## Task to complete
Your answer should consist of each line below that contains the string "GetOriginatingEndpoint".

## Source information
PR #25, opened 2017-06-14
[WIP] Provide historic data to SP

timbussmann:
Simple (hacked) attempt to store historic data for the UI. The consumer parses the incoming data and selects the data which is intended to be shared with the UI. This data is then stored in a timely ordered collection per endpoint for faster read access.

This is a first draft and lacks several optimizations (e.g. truncating data and maintaining different time resolutions for the provided metrics).

ping @WojcikMike @WilliamBZA @tmasternak


src/ServiceControl.Monitoring/Raw/RawDataProvider.cs
```diff
@@ -1,29 +1,83 @@
...
-        public const string Name = "Raw";
-
-        /// <summary>
-        /// Consumes a new portion of data.
-        /// </summary>
         public void Consume(IReadOnlyDictionary<string, string> headers, JObject data)
         {
-            var name = headers.GetOriginatingEndpoint();
-            contexts.AddOrUpdate(name, data, (context, currentData) => data);
+            var endpointName = headers.GetOriginatingEndpoint();
```
WilliamBZA: Are these specific to diagramming or is this indeed still "raw" data?

Scooletz:
@timbussmann Could you provide some description/link for this PR?

src/ServiceControl.Monitoring/Raw/RawDataProvider.cs
```diff
@@ -1,29 +1,83 @@
...
+            var processingTime = processingTimeMetrics["Histogram"]["Mean"].Value<float>();
+
+            // ordered collections are not threadsafe
+            var endpointLock = endpointLocks.GetOrAdd(endpointName, new object());
+
+            lock (endpointLock)
+            {
+                if (!criticalTimeValues.ContainsKey(endpointLock))
+                    criticalTimeValues[endpointLock] = new SortedList<DateTime, float>();
+                criticalTimeValues[endpointLock].Add(timestamp, criticalTime);
```
Scooletz: I can see adding values but I can't see trimming. This will create ever growing collection.

src/ServiceControl.Monitoring/Raw/RawDataProvider.cs
```diff
@@ -1,29 +1,83 @@
...
+                var metrics = new EndpointMetrics(endpoint.Key);
+
+                var endpointLock = endpoint.Value;
+                lock (endpointLock)
+                {
+                    // check because of potential race condition
+                    if (criticalTimeValues.ContainsKey(endpointLock))
+                    {
+                        var endpointCriticalTime = criticalTimeValues[endpointLock];
+                        metrics.CriticalTime = endpointCriticalTime.SkipWhile(x => x.Key < historicMax).Select(x => x.Value).ToArray();
```
Scooletz: If we `SkipWhile` in here and then select values, maybe it'd be easier to maintain a regular `List<T>` of entries and filter them out in here?

src/ServiceControl.Monitoring/Raw/RawDataProvider.cs
```diff
@@ -1,29 +1,83 @@
...
+
+                result.Add(metrics);
+            }
+
+            return result;
         }
 
-        ConcurrentDictionary<string, JObject> contexts = new ConcurrentDictionary<string, JObject>();
+        readonly ConcurrentDictionary<string, object> endpointLocks = new ConcurrentDictionary<string, object>();
+        readonly Dictionary<object, SortedList<DateTime, float>> criticalTimeValues = new Dictionary<object, SortedList<DateTime, float>>();
```
Scooletz: If we could afford storing k-last entries, instead of a `SortedList<DateTime,float>` one could provide for each endpoint a circullar buffer with an index per endpoint. This would enable lockfree, Interlocked based operations. This might be not needed though (requires knowledge about frequency of operations etc etc)

src/ServiceControl.Monitoring/Raw/RawDataProvider.cs
timbussmann: @Scooletz yes, this isn't addressed yet. In general there needs to be further aggregation of received values for further usage. E.g. I was thinking about multiple collections which "feed into each other" (e.g. aggregate values of the first collection every 5 minutes, feed that single value in the level 2 collection and then truncate the first one). This would provide all the data points to visualize different time intervals with little memory usage (but wouldn't allow to "zoom" on past timespans).

src/ServiceControl.Monitoring/Raw/RawDataProvider.cs
timbussmann: in what regards would that be easier? (except from insert performance)

src/ServiceControl.Monitoring/Raw/RawDataProvider.cs
timbussmann: might be an optimization to consider for later on. This is a first spike to provide historic data to the UI.

src/ServiceControl.Monitoring/Raw/RawDataProvider.cs
Scooletz: except from insert performance which is `O log(n)` I suppose, there's no difference

src/ServiceControl.Monitoring/Raw/RawDataProvider.cs
timbussmann: @WilliamBZA what are you referring to?

src/ServiceControl.Monitoring/Raw/RawDataProvider.cs
Scooletz: I like the idea of leveled storage for this. I'd say, that for now, if there's none, the count should be checked and trimmed if needed.

src/ServiceControl.Monitoring/Raw/RawDataProvider.cs
timbussmann: in case new data is appended at the end of a sortedList, insert performance is quite fast afaik. As new data in most cases should be inserted at the end (because it has the latest timestamp), this should work fairly well but also handle edge cases (out of order messages) fairly well as the performance on inserting is not that critical (it's just a message handler) while lookup performance while querying might be more important.

timbussmann: ah, didn't dream it:

> Insertion and removal are generally O(n); however, insertion is O(1) for data that are already in sort order, so that each element is added to the end of the list. (This assumes that a resize is not required.)

https://docs.microsoft.com/en-us/dotnet/standard/collections/sorted-collection-types

didn't verify the source code though.

Scooletz: Good finding! I think I must have thought of SortedDictionary or something else. Or maybe I dreamt it. Anyway, this means that as we are highly likely to insert in at the end therefore, use O(1)

timbussmann:
closing this, replaced by #21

## Solution to this exercise
-            var name = headers.GetOriginatingEndpoint();
+            var endpointName = headers.GetOriginatingEndpoint();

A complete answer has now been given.